Lines before the one containing "Fix outdated code snippet." are left out; return that line and all lines after it, exactly, through the end of the records below.

MATERIAL SUPPLIED:
============================================================
PR #412, opened 2024-02-27
fix(contracts): set feeFor as view in interaface

kevinhalliday:
Make feeForSync a view function in IOmniAVS.

The comment describing why it is not a view func is no longer true.

task: none


ttarsi (approved):
Enable auto-merge for [smol 'tings](https://x.com/inversebrah) like this

PR #413, opened 2024-02-27
feat(halo/attest): verify votes in window

corverroos:
When proposing and verifying and processing votes, ensure they are in the current vote window.

task: none


halo/attest/keeper/msg_server.go
```diff
@@ -86,3 +72,34 @@ func headersByAddress(aggregates []*types.AggVote, address common.Address) []*ty
...
+		slog.Int("votes", len(headers)),
+	}
+	for cid, hs := range heights {
+		attrs = append(attrs, slog.String(
+			strconv.FormatUint(cid, 10),
+			fmt.Sprint(hs),
+		))
+	}
+
+	log.Debug(ctx, "Marked local votes as "+typ, attrs...)
```
Lazar955, line 104: nit sprintf instead of concat strings

Lazar955 (approved):

halo/attest/keeper/msg_server.go
corverroos: will fix in next PR thanks

PR #421, opened 2024-02-27
fix(docs): update outdated code snippet

kevinhalliday:
Fix outdated code snippet.

task: none


kevinhalliday:
This is the issue with copying source code in docs 🤷‍♂️ we have to be on top of this - or just link to github

idea404:
@kevinhalliday  true a good feature for the future would be to directly reference the src

idea404 (approved):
============================================================
TASK SOLUTION:
Fix outdated code snippet.

task: none


kevinhalliday:
This is the issue with copying source code in docs 🤷‍♂️ we have to be on top of this - or just link to github

idea404:
@kevinhalliday  true a good feature for the future would be to directly reference the src

idea404 (approved):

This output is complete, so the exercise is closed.